(Aim of the exercise) Look through the material and copy each line holding "approved".

(Information provided)

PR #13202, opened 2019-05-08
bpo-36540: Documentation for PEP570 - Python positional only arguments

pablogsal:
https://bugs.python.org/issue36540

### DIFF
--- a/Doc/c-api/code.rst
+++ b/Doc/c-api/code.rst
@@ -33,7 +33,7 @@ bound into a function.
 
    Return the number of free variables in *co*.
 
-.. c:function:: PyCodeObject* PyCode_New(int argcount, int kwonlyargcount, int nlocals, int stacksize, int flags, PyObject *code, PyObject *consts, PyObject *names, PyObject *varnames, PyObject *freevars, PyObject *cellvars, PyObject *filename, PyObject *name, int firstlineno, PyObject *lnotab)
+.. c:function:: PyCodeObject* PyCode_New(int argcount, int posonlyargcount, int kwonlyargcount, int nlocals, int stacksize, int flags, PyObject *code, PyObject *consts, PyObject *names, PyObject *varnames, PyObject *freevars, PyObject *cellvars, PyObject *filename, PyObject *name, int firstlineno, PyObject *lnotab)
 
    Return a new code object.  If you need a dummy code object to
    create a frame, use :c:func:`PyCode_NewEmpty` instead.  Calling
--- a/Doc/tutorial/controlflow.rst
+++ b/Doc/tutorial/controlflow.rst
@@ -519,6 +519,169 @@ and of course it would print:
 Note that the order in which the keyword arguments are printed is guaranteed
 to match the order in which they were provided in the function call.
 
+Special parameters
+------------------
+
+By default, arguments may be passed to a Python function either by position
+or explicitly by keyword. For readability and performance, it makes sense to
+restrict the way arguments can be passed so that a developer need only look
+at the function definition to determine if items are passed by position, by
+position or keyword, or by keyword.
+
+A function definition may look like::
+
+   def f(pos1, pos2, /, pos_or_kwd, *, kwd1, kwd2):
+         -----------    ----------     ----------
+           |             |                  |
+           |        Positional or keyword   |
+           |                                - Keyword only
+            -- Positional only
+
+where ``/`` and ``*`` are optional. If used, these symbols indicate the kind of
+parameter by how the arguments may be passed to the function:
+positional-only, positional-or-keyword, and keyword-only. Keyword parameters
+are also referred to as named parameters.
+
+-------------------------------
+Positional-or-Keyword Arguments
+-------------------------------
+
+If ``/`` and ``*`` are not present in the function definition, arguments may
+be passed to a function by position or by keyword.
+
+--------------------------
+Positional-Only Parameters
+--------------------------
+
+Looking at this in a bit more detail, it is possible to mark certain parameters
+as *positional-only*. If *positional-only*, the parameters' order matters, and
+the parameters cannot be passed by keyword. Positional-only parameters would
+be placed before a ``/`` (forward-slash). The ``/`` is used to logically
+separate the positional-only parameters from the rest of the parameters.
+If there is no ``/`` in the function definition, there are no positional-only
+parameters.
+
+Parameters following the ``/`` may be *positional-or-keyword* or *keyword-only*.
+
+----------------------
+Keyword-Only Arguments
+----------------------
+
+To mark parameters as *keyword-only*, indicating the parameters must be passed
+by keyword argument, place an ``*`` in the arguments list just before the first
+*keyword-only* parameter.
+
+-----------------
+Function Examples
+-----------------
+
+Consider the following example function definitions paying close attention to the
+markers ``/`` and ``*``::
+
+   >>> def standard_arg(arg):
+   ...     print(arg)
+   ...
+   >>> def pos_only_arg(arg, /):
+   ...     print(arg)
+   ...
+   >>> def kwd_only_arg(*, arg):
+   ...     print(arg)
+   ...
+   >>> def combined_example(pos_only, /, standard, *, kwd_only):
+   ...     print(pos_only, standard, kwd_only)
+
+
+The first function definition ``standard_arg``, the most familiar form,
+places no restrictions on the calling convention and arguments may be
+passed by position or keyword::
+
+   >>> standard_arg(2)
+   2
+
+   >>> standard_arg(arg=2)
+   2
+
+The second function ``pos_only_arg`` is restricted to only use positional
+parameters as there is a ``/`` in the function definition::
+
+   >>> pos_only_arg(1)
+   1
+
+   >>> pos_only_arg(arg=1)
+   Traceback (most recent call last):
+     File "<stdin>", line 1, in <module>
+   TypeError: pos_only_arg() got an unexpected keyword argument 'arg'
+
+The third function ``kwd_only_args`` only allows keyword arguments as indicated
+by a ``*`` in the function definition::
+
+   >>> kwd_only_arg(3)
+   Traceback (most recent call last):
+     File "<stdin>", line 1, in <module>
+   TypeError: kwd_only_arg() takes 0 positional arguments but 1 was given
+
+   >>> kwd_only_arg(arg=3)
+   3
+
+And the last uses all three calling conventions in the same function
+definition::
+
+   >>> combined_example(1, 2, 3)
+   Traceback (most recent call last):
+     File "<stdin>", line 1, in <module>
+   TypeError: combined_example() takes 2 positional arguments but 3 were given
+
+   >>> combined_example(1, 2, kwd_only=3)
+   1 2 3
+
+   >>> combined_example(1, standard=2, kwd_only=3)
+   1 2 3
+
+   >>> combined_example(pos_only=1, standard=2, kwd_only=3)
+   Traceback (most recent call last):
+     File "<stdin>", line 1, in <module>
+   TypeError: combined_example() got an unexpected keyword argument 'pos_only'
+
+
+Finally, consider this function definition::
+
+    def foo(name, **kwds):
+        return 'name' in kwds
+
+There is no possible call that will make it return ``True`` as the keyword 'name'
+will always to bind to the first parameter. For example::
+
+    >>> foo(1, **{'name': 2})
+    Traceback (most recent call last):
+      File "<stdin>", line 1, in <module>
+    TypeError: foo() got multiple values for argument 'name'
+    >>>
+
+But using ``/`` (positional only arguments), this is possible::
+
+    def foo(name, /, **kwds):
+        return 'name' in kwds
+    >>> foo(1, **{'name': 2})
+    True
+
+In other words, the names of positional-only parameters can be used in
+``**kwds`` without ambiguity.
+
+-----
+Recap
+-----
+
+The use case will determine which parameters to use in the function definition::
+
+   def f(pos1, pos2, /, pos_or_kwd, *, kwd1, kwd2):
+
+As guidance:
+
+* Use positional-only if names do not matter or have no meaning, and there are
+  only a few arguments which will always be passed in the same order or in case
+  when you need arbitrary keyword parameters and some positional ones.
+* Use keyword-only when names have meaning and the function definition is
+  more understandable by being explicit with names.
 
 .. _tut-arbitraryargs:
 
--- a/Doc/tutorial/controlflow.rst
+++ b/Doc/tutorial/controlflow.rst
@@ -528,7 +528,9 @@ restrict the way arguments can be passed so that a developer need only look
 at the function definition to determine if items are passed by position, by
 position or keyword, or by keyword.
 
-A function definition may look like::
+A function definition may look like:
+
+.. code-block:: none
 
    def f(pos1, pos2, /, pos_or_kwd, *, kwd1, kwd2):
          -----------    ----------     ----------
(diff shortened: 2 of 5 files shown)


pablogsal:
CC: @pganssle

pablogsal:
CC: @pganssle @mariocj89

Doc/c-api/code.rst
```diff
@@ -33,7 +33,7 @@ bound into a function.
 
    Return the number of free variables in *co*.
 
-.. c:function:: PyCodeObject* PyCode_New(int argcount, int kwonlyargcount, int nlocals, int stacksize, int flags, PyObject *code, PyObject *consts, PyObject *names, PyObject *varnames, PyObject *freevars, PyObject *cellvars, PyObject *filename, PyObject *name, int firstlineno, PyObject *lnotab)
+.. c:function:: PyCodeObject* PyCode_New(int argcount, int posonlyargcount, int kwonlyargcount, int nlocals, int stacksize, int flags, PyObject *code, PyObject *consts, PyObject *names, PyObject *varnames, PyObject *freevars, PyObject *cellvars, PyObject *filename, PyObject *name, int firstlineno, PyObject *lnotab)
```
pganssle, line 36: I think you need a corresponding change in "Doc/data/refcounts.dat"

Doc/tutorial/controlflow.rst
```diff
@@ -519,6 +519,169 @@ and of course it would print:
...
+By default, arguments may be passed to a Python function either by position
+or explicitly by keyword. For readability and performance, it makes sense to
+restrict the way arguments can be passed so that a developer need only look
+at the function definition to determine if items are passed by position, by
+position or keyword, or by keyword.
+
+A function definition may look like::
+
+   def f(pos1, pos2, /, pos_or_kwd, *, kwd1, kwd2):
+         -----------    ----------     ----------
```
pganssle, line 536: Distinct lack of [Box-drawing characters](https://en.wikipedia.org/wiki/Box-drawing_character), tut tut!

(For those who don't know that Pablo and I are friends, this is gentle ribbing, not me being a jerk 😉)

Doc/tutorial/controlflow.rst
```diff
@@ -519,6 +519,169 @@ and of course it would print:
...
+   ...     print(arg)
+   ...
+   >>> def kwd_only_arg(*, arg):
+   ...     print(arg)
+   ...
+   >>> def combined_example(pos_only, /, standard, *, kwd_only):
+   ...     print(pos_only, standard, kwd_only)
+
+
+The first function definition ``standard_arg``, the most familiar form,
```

--

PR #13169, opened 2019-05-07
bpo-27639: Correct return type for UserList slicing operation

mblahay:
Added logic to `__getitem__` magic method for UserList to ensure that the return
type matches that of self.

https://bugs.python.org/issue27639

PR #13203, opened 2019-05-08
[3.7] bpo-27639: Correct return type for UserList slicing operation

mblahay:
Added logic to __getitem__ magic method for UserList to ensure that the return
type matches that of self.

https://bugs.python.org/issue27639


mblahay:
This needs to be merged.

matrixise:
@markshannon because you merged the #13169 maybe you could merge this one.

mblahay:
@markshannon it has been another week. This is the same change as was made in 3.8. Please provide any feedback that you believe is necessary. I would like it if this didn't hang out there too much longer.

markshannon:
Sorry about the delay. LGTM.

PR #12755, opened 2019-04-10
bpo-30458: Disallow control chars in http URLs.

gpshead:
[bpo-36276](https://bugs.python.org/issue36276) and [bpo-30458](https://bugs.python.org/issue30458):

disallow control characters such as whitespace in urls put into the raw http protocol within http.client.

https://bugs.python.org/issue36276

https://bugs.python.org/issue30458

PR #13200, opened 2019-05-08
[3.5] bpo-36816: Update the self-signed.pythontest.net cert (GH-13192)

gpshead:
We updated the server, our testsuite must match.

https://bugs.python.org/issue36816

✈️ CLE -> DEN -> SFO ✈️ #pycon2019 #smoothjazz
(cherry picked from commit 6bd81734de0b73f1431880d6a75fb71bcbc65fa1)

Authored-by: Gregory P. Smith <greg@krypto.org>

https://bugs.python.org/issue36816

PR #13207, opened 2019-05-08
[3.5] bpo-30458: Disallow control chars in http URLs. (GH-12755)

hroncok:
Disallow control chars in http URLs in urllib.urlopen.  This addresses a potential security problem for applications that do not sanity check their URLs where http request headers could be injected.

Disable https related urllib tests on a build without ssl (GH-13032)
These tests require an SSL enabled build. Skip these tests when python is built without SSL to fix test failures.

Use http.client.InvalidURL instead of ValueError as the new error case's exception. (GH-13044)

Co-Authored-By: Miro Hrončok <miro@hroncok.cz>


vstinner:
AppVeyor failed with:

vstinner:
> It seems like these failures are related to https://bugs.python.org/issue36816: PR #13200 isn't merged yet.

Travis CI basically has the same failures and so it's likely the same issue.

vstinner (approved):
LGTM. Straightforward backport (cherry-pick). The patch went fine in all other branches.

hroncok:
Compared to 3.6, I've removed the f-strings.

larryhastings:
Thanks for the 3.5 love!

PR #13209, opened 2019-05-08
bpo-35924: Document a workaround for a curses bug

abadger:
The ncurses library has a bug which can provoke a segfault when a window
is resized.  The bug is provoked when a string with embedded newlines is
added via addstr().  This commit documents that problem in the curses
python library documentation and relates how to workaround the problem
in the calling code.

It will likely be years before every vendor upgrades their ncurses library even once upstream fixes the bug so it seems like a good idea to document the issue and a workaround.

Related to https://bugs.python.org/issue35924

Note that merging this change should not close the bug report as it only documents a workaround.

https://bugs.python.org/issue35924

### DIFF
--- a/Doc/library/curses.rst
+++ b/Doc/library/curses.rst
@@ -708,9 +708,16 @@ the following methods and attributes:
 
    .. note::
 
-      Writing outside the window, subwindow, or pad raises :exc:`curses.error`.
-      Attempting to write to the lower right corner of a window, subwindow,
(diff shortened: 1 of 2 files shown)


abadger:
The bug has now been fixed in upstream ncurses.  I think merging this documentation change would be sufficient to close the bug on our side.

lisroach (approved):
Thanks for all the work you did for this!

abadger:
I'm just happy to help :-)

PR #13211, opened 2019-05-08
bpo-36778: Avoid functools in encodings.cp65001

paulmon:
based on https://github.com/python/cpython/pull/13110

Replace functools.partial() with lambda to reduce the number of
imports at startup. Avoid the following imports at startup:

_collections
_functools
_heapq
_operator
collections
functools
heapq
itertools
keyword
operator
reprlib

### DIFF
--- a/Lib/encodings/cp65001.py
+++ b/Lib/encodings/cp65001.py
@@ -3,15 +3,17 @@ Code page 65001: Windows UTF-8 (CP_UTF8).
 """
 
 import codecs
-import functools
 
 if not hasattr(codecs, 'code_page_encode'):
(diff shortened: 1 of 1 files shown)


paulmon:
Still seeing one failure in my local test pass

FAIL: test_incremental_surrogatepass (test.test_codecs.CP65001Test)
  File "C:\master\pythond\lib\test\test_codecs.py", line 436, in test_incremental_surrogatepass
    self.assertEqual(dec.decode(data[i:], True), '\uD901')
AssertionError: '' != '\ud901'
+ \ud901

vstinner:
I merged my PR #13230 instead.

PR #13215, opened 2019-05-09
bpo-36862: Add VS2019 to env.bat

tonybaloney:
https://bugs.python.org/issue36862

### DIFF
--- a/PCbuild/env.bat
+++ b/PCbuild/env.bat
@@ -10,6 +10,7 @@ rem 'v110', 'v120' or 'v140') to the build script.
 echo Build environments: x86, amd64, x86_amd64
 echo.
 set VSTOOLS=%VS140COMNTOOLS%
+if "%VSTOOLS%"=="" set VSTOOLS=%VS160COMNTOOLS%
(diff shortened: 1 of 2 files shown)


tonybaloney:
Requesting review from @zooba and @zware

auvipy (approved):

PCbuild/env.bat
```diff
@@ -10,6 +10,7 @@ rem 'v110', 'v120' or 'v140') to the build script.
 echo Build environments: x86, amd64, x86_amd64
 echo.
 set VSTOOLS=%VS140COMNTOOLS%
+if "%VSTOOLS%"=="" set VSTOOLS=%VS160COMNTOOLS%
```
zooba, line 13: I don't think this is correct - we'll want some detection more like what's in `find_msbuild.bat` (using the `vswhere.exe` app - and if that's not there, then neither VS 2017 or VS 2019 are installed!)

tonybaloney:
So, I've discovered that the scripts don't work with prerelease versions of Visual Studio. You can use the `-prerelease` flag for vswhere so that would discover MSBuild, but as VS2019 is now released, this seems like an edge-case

---

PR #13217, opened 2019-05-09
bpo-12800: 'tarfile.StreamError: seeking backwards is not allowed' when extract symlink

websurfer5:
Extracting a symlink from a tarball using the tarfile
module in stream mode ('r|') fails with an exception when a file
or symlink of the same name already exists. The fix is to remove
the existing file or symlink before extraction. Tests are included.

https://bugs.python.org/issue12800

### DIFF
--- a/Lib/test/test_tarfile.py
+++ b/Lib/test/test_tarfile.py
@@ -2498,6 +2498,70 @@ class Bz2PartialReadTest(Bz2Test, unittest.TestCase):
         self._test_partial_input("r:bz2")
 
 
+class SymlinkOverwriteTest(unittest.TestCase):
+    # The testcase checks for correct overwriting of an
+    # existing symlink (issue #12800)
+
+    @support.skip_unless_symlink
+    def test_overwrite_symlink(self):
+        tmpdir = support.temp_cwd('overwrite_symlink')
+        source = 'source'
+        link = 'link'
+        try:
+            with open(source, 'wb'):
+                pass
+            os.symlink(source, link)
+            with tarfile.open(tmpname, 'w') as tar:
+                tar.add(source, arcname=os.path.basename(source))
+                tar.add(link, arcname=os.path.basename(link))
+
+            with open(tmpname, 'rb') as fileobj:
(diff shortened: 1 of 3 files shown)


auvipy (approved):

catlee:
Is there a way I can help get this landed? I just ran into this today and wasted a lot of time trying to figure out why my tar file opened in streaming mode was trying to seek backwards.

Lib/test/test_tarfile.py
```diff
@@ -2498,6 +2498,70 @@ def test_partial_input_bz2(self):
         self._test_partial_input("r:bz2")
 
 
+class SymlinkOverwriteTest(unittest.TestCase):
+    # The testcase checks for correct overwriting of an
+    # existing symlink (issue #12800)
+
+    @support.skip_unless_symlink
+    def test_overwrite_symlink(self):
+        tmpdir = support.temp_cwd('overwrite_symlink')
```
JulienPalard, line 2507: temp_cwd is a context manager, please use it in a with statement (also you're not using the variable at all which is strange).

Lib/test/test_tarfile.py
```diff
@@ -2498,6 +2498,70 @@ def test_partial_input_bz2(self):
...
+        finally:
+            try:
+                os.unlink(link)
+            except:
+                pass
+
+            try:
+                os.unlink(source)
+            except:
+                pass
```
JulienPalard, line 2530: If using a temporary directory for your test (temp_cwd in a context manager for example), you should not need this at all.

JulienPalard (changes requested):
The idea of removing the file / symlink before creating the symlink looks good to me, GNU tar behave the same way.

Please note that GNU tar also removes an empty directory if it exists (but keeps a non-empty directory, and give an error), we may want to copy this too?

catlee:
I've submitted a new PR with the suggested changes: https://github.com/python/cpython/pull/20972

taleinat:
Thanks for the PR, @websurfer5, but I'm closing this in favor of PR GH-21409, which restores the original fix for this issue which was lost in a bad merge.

(Solution to this problem)
vstinner (approved):
lisroach (approved):
auvipy (approved):
auvipy (approved):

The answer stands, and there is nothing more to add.